■ WHAT YOU SHOULD DO ■
Look through the entries that follow and return each line that has the string "queryCriteria".

■ DATA FOR THIS EXERCISE ■
##########
Issue #1108, opened 2020-07-25
Map view on ServiceProvider view should respect filters


johnhbenetech:
Pins should only be shown from organizations that have at least one location/service that satisfies the selected filter

abaranowska1:
@kdondziak 
I found some issues:
1. When Organization have more than one location, but we filtered only by City: for example, Chicago - than only Chicago pins should be displayed
![image](https://user-images.githubusercontent.com/61964176/89191541-5fb05a80-d5a3-11ea-95b7-2d0bf55b76d9.png)

2. After clicking Clear button ( on the Map View ) I can see that only the map is cleared, but records stay with filters. After come back to the Grid View I can still see the filtered data. 
![Peek 2020-08-03 15-48](https://user-images.githubusercontent.com/61964176/89191780-b74ec600-d5a3-11ea-9568-14a50a5a1bb2.gif)
![image](https://user-images.githubusercontent.com/61964176/89191799-bd44a700-d5a3-11ea-9a4b-001c5e2e2527.png)

3. Similar issue, after use filters on Map View the only map is changing but records number stays 
![image](https://user-images.githubusercontent.com/61964176/89192390-9a66c280-d5a4-11ea-8001-e8db33ab45c0.png)

kdondziak:
@johnhbenetech Let's say we have a use case:
1. Change filters on the grid view.
2. Switch to map view and change filters (different than in point 1)
3. Switch back to grid view
Correct me if I am wrong, but it was supposed to show same records on the grid view regardless of filters change on the map view? Should those 2 filters work independently?

johnhbenetech:
@kdondziak the filters should affect both views in the same way. Does that make sense?

abaranowska1:
@kdondziak 
- On provider account, I picked City: Los Angels filter and I noticed an issue with Brand New Org , ( pin near Teksas shouldn't be displayed) , plz check it 
![image](https://user-images.githubusercontent.com/61964176/89640309-98a44400-d8af-11ea-8ef6-c5eaf8fcecef.png)
![image](https://user-images.githubusercontent.com/61964176/89640356-b07bc800-d8af-11ea-8790-991ff9525f17.png)

- According to #1027 I remember that on the filters we only have what is on the list of other providers from my silo. Also only real data will be displayed. I picked City: Oakland or Louisville and 0 records was found but on the map view the Ocean is displayed 
[...]

PR #1138, opened 2020-08-25
#1108: Refactor filter cities repository

kdondziak:


src/main/java/org/benetech/servicenet/repository/ActivityFilterCityRepository.java
```diff
@@ -0,0 +1,95 @@
...
+
+        addFiltersAndSelectForCities(queryCriteria, selectRoot, userProfile, silo);
+
+        Query query = em.createQuery(queryCriteria);
+
+        List<String> results = query.getResultList();
+        Set<String> result = new HashSet<>();
+        if (results != null) {
+            for (String locality : results) {
+                if (StringUtils.isNotBlank(locality)) {
```
pmuchowski, line 62: I think you can add this to the query

pmuchowski (changes requested):

pmuchowski (approved):

Issue #1161, opened 2020-08-31
Add fake/reference data for SP view


kdondziak:
Devs working on SP view have too small a data set. The goal of this issue is to add sql script/migration to add enough amount of data to experience possible performance issues.

kdondziak:
@jkondrat @awalkowiak @pmuchowski usage: 
If you want to add organizations to specific user
./mvnw -Pgen  -Dspring-boot.run.arguments="--login=userLogin --orgs=5"
if you want to add organizations to all users in the system (n orgs to each user) 
./mvnw -Pgen  -Dspring-boot.run.arguments="--orgs=5"

PR #1201, opened 2020-09-10
benetech/ServiceNet#1161: Add fake data generator

kdondziak:


src/main/java/org/benetech/servicenet/scheduler/CreateReferenceDataJob.java
```diff
@@ -0,0 +1,48 @@
...
+import org.benetech.servicenet.repository.UserProfileRepository;
+import org.benetech.servicenet.service.SystemAccountService;
+import org.slf4j.Logger;
+import org.slf4j.LoggerFactory;
+import org.springframework.beans.factory.annotation.Autowired;
+import org.springframework.transaction.annotation.Transactional;
+
+@org.springframework.stereotype.Service
+@Transactional
+public class CreateReferenceDataJob {
```
jkondrat, line 19: let's call it ReferenceDataGenerator

jkondrat (approved):

src/main/java/org/benetech/servicenet/ServiceNetApp.java
```diff
@@ -65,6 +71,14 @@ public void initApplication() {
             LOG.error("You have misconfigured your application! It should not " +
                 "run with both the 'dev' and 'cloud' profiles at the same time.");
         }
+
+        if (env.getProperty("login") != null && env.getProperty("orgs") != null) {
+            String userLogin = env.getProperty("login");
```
jkondrat, line 76: if we don't provide user's login, let's distribute the organizations across random users

jkondrat (changes requested):

jkondrat (approved):

PR #1250, opened 2020-09-21
Use DTO when fetching Provider records

jkondrat:


src/main/java/org/benetech/servicenet/service/impl/ActivityServiceImpl.java
```diff
@@ -151,33 +151,32 @@ public ActivityServiceImpl(ActivityRepository activityRepository, RecordsService
...
         if (userGroups == null || userGroups.isEmpty()) {
-            organizations = providerRecordsRepository
+            return providerRecordsRepository
                 .findAllWithFilters(userProfile, null, new ProviderFilterDTO(), null, pageable);
         } else {
-            organizations = organizationService.findAllByUserGroups(pageable, new ArrayList<>(userGroups));
+            return organizationService.findAllByUserGroups(pageable, new ArrayList<>(userGroups))
+                .map(this::getProviderRecordDTO);
         }
-        return organizations.map(this::getProviderRecordDTO);
```
pmuchowski, line 161: filterProviderRecords should be used here

awalkowiak (approved):

src/main/java/org/benetech/servicenet/service/impl/ActivityServiceImpl.java
```diff
@@ -151,33 +151,34 @@ public ActivityServiceImpl(ActivityRepository activityRepository, RecordsService
     public Page<ProviderRecordDTO> getPartnerActivitiesForCurrentUser(Pageable pageable) {
         UserProfile userProfile = userService.getCurrentUserProfile();
         Set<UserGroup> userGroups = userProfile.getUserGroups();
-        Page<Organization> organizations;
         if (userGroups == null || userGroups.isEmpty()) {
-            organizations = providerRecordsRepository
+            return providerRecordsRepository
```
pmuchowski, line 155: you should use the filterProviderRecords here (to remove the excluded fields and locations)

src/main/java/org/benetech/servicenet/service/impl/ActivityServiceImpl.java
```diff
@@ -151,33 +151,34 @@ public ActivityServiceImpl(ActivityRepository activityRepository, RecordsService
...
                 .findAllWithFilters(userProfile, null, new ProviderFilterDTO(), null, pageable);
         } else {
-            organizations = organizationService.findAllByUserGroups(pageable, new ArrayList<>(userGroups));
+            return filterProviderRecords(
+                organizationService.findAllByUserGroups(pageable, new ArrayList<>(userGroups))
+                .map(this::getProviderRecordDTO)
```
pmuchowski, line 160: filter is not needed here, because getProviderRecordDTO is removing the excluded fields

Issue #1260, opened 2020-09-25
Reinstating records after dismissing cause an internal server error


abaranowska1:
During regression testing, I met an issue with reinstating records. Internal Server Error is thrown after reinstating records a few times. 
![Peek 2020-09-25 09-14](https://user-images.githubusercontent.com/61964176/94248919-729a3800-ff1f-11ea-821c-056333be7d19.gif)
![Screenshot_2020-09-25_09-10-50](https://user-images.githubusercontent.com/61964176/94248988-89408f00-ff1f-11ea-8894-cd7b6fcca4fa.png)
![Screenshot_2020-09-25_09-11-03](https://user-images.githubusercontent.com/61964176/94248998-8a71bc00-ff1f-11ea-922d-aa862c2fd1ca.png)
![Screenshot_2020-09-25_09-11-43](https://user-images.githubusercontent.com/61964176/94249001-8b0a5280-ff1f-11ea-8956-ac808a53d5e9.png)
![Screenshot_2020-09-25_09-11-58](https://user-images.githubusercontent.com/61964176/94249003-8ba2e900-ff1f-11ea-9f64-c1b0ef74de5f.png)

dev note: 
`conflictDetectionService.detectAsynchronously(match.getOrganizationRecord(), Collections.singletonList(match));`

abaranowska1:
**Tested with success**

It is possible to reinstate records after dismissing without issues.

![Peek 2020-09-29 10-05](https://user-images.githubusercontent.com/61964176/94530556-8acdc800-023b-11eb-921b-0032ca80fa60.gif)

**Verified on:**

- Ubuntu 20.04
- Google Chrome v. 85.0.4183.83

PR #1261, opened 2020-09-25
benetech/ServiceNet#1260: Reinstate removed conflicts instead of dete…

jkondrat:
…cting them again


src/main/java/org/benetech/servicenet/service/impl/OrganizationMatchServiceImpl.java
```diff
@@ -318,7 +317,7 @@ public void revertDismissOrganizationMatch(UUID id) {
 
             organizationMatchRepository.save(match);
 
-            conflictDetectionService.detectAsynchronously(match.getOrganizationRecord(), Collections.singletonList(match));
+            conflictDetectionService.reinstate(match);
```
awalkowiak, line 320: This potentially could be a good change, but I see here an edge case: when you reinstate a conflict between two records after one of them being completely changed and the conflict is obsolete and gives false/old info.

Issue #1149, opened 2020-08-27
Adding Hours of operation to ServiceProvider


johnhbenetech:
- add the below "hours of operations" table in editing a record under location details 
- ideally, every location they have will have each own hours of operations time list
- when adding locations, a new table should show up for each location a user adds

<img width="320" alt="Screenshot 2020-11-30 154610" src="https://user-images.githubusercontent.com/65787629/100679522-88174e00-3324-11eb-9771-f9130fb7ce85.png">

**service Net theme**
<img width="350" alt="Screenshot 2020-11-30 155604" src="https://user-images.githubusercontent.com/65787629/100679560-97969700-3324-11eb-92a7-3391a0c39f89.png">

Changes on update my record (desktop)
---------------------------
- add below the address

<img width="662" alt="Screenshot 2020-11-30 160906" src="https://user-images.githubusercontent.com/65787629/100680443-661ecb00-3326-11eb-9546-b0c9e93a8ddc.png">

Changes on Tell us where your services are Located in adding a new record (desktop)
--------------------------------
<img width="752" alt="Screenshot 2020-11-30 155352" src="https://user-images.githubusercontent.com/65787629/100679436-5900dc80-3324-11eb-9258-f234e27589cb.png">

Changes on update my record (mobile)
---------------------------
<img width="140" alt="Screenshot 2020-11-30 160515" src="https://user-images.githubusercontent.com/65787629/100680181-db3dd080-3325-11eb-92a1-2f47bcd30b28.png">

Changes on Tell us where your services are Located in adding a new record (mobile)
--------------------------------
<img width="143" alt="Screenshot 2020-11-30 160456" src="https://user-images.githubusercontent.com/65787629/100680153-d1b46880-3325-11eb-9133-71bcf8f9ab97.png">

**Database**
- add hours of operation in the database

EnriqueCorado:
@meenupant

johnhbenetech:
@meenupant @EnriqueCorado What's in the time dropdowns?

Are we sure this should be at the location level and not the service level? What is that assumption based on?

Often times you will see indications of something like a lunch break - e.g. open from 9-12, closed 12-2, open 2-5 - do we want to deal with this case?

EnriqueCorado:
@johnhbenetech under the time dropdowns
[...]

PR #1469, opened 2020-12-14
benetech/ServiceNet#1149: Adding Hours of operation to ServiceProvider

jkondrat:


src/main/java/org/benetech/servicenet/service/dto/provider/ProviderOpeningHoursDTO.java
```diff
@@ -0,0 +1,86 @@
...
+    private UUID id;
+
+    @NotNull
+    private Integer weekday;
+
+    private String opensAt;
+
+    private String closesAt;
+
+    public UUID getId() {
```
awalkowiak, line 24: Here you use getters/setters and in another case Lombok's `@Data` and in yet another case Lombok's `@Getters/@Setters`. Perhaps we should be more consistent with this.

awalkowiak (approved):
LGTM. There is one thing, that I noticed but this can be moved to the separate refactor/cleanup issue.

Issue #1446, opened 2020-12-02
Claim a record 


EnriqueCorado:
The flow will be
- when a user register we will shortlist organizations close to the name that they registered with during the registration 
- once the user gets manually approved by Benetech staff
- User during their first log in will have a pop up that shows records that match the information provided in the registration 
- users can have the ability to claim the ones they will manage 

**New users will initially see this display for a few seconds**
<img width="959" alt="Screenshot 2020-12-02 153713" src="https://user-images.githubusercontent.com/65787629/100945149-8335d400-34b5-11eb-9902-1004e60edf54.png">

**After a few seconds a pop up **
<img width="890" alt="Screenshot 2020-12-02 154954" src="https://user-images.githubusercontent.com/65787629/100945423-0ce5a180-34b6-11eb-9cdf-eb21704a88ed.png">

<img width="892" alt="Screenshot 2020-12-02 155016" src="https://user-images.githubusercontent.com/65787629/100945443-15d67300-34b6-11eb-90e8-f03c56959036.png">

- after users have claimed records, or didn't claim any of the records, they can press done and the records claimed will show up on their records

EnriqueCorado:
@meenupant

meenupant:
@EnriqueCorado What if the records that they should have claimed but do not pop up for some reason (maybe a slight spelling mistake or incorrect location)? We would want them to have another option saying "Did we miss finding your record(s)? Would you like to search your record(s) by either location or organization name?" And another option "Would you like to claim more record(s)?" And once they claim their record(s) then we would want them to review all the data fields one by one and give them an option to either confirm (the correct entries) or modify (the incorrect ones). 
And once they are done with this process, let them preview all the information before final confirmation.
@johnhbenetech Did we miss anything?

EnriqueCorado:
- on users first, log in, they will have the below pop up 
- the records will be pre-populated from the organization name(s) matching records on the service net

<img width="744" alt="Screenshot 2020-12-03 121534" src="https://user-images.githubusercontent.com/65787629/101083040-41626780-3561-11eb-8c21-daaef80454a5.png">


- users will be able to claim those records whom are theirs 
- once the user clicks "Done" those records will appear as any record those for a service provider
<img width="751" alt="Screenshot 2020-12-03 121644" src="https://user-images.githubusercontent.com/65787629/101083218-6bb42500-3561-11eb-8cbc-ac102fc905f9.png">


[...]

Issue #1333, opened 2020-10-15
Unclaiming a record 


EnriqueCorado:
This will throw out any user-provided info and just re-add the original Eden record to the collection
- make sure we add this to the schema in case we don't add this feature immediately, but have the functionality ready to go 
- add button at the bottom, same font, size, color 

<img width="729" alt="Screenshot 2020-10-15 154756" src="https://user-images.githubusercontent.com/65787629/96193785-d18b1580-0efd-11eb-8824-0eaa00820816.png">

meenupant:
How is Unclaim Record different than Deactivate Record? I want to understand the process when someone clicks one of these buttons then what happens to the record. The user may get confused and this may delay any action taken by him. The CTA must be absolutely clear to the user.

EnriqueCorado:
@meenupant unclaim breaks ties from the user updating the record and would go back to the algorithm updating the record 
Deactivate record is for users who created their own record which did not exist in service net so they can essentially delete it

meenupant:
@EnriqueCorado Do they really care if it exists in our records? It is up to us to decide whether we should just revert back to the old record that already exists in our database or just remove it if it does not exist. I think let's brainstorm this further to make the process more clear and not confuse the user.

kkaczmarczyk:
@EnriqueCorado @meenupant should some pop-up appear after clicking on "Unclaim Record" button? Also, are there any new findings coming from the brainstorm?

EnriqueCorado:
@kkaczmarczyk 
- have a pop up saying "Record successfully unclaimed" 
- no new findings from brainstorm

abaranowska1:
@awalkowiak 
The unclaim button disappear after I did any update and click the I'm Finished button 
![Peek 2020-12-16 14-10](https://user-images.githubusercontent.com/61964176/102352824-8ac2a600-3fa8-11eb-93ef-bcd03023ea4c.gif)

abaranowska1:
**Tested with success**
- The unclaim button stays after update record 
![image](https://user-images.githubusercontent.com/61964176/102371304-5659e480-3fbe-11eb-86fb-f1ec741f59ad.png)

PR #1480, opened 2020-12-16
#1446, #1333: Add option to claim and unclaim records

awalkowiak:


src/main/java/org/benetech/servicenet/domain/UserProfile.java
```diff
@@ -109,6 +109,8 @@
     @Column(name = "avatar_base64", columnDefinition = "clob")
     private String avatarBase64;
 
+    private Boolean claimedRecords = false;
```
jkondrat, line 112: rename to hasClaimedRecords

src/main/java/org/benetech/servicenet/service/impl/OrganizationServiceImpl.java
```diff
@@ -547,6 +549,65 @@ public void reactivate(UUID id) {
...
+        userService.saveProfile(currentUserProfile);
+    }
+
+    @Override
+    public void unclaimRecord(UUID recordToUnclaim) {
+        Organization orgToUnclaim = organizationRepository.getOne(recordToUnclaim);
+        Organization originalOrg = organizationRepository.getOne(orgToUnclaim.getReplacedBy().getId());
+        originalOrg.setReplacedBy(null);
+
+        UserProfile userProfile = userService.getCurrentUserProfile();
```
jkondrat, line 604: when the user has no records claimed, shouldn't we set the boolean in userprofile to false? maybe it would be better to have a relation with these organizations and have a boolean (claimedRecords.size() == 0) in dto

jkondrat (changes requested):

src/main/java/org/benetech/servicenet/service/impl/OrganizationServiceImpl.java
awalkowiak: I think for now there is no need for it. The existing `hasClaimedRecords` boolean indicates if the user has ever done the claiming (this is mainly for the frontend), no other checks needed at this point.

Issue #1537, opened 2021-01-04
New SystemAccount for LinkForCare: allow for import via job UI


EnriqueCorado:
Description:
Add a new SystemAccount for LinkForCare and allow for import via job UI

- in the excel file shared there are two tabs: Data & Mapping
- the mapping tab of the excel sheet shows the CSV current column name and what it maps to in SN
- there is also a table to the right of it that has a summary of the SN fields as well as new fields with their task number which are in the up next column. Those are:

COVID 19   Protocols (task #1535)
Service Fee   (task #1449)
replace the "Last update" section in SN with the field LASTMODIFIEDDATE from the CSV file
replace  "By" section of the record with LinkforCare

<img width="307" alt="Screenshot 2021-01-04 150915" src="https://user-images.githubusercontent.com/65787629/103588830-f197f880-4e9e-11eb-9b0d-de816660d03f.png">

Phone Number   (task #1442)
24 / 7 Opening   checkbox in Opening Hours (task #1536)
Remote Service   Checkbox (task #1321)

Acceptance Criteria:
*

Dev Signoffs (remove items if not applicable to this issue)
- [ ] Unit test added for the core business features at the minimum
- [ ] Code review passed
- [ ] CI passed successfully
- [ ] CodeQL scan for vulnerabilities in code has passed 
- [ ] Docker images have been built and deployed to the dev server

QA Signoffs (remove items if not applicable to this issue)
- [x] Passes Acceptance Criteria
- [x] All bug reports fixed/merged/tested
- [x] Regression test cases cycle updated if needed

Product Signoff (remove items if not applicable to this issue)
- [x] Approved for release

EnriqueCorado:
@johnhbenetech

johnhbenetech:
Metadata notes:

We can use the ID, LastModified, and Createdby columns from the CSV for those corresponding fields in ServiceNet

jkondrat:
@kdondziak  please import the online/remote service option as a part of #1321

abaranowska1:
**Tested**
The following tasks are done and the import via job UI is possible. The whole mapping rules were added to the SN and now we can upload data via UI for new LinkForCare provider. For small bugs found during testing this ticket, we were created new tasks. 
- COVID 19 Protocols (task #1535)
- Service Fee (task #1449)
- Phone Number (task #1442)
- 24 / 7 Opening checkbox in Opening Hours (task #1536)

PR #1612, opened 2021-01-15
benetech/ServiceNet#1537: Handle xlsx TRUE values; remove the leading…

jkondrat:
… semicolon


jkondrat:
it turns out that Excel and LibreOffice handle TRUE values differently; handle both

kdondziak (approved):

Issue #1610, opened 2021-01-15
When claiming a record, include the new fields used by LinkForCare import


jkondrat:
Make sure that all the fields are copied when claiming a record

jkondrat:
@abaranowska1 It seems that all the (existing) fields are already included, could you please confirm?

@kdondziak when adding remote service checkbox (#1321) please remember to verify that it works with claiming

abaranowska1:
@jkondrat it seems that not every fields are included after claim. 
PRIMARY_CONTACT_PHONE__C, "Which Locations Offer This Service?" (location in the service is not selected) 
![image](https://user-images.githubusercontent.com/61964176/104898575-19e12600-597a-11eb-8752-4cf86cc5bb59.png)
![image](https://user-images.githubusercontent.com/61964176/104898609-25345180-597a-11eb-86fb-f5f72b9c8132.png)

abaranowska1:
**Tested with success**
"Which Locations Offer This Service?"  and "Phone number" fields are copied after claim. 
![image](https://user-images.githubusercontent.com/61964176/105186362-ecd77380-5b31-11eb-8550-d38bed377637.png)
Note: I should update the record via import firstly.

PR #1639, opened 2021-01-19
benetech/ServiceNet#1610: Include ServiceAtLocation when claiming an …

jkondrat:
…organization

### DIFF
--- a/src/main/java/org/benetech/servicenet/service/impl/OrganizationServiceImpl.java
+++ b/src/main/java/org/benetech/servicenet/service/impl/OrganizationServiceImpl.java
@@ -612,9 +612,9 @@ public class OrganizationServiceImpl implements OrganizationService {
##########
■ SOLUTION TO THIS TASK ■
+        addFiltersAndSelectForCities(queryCriteria, selectRoot, userProfile, silo);
+        Query query = em.createQuery(queryCriteria);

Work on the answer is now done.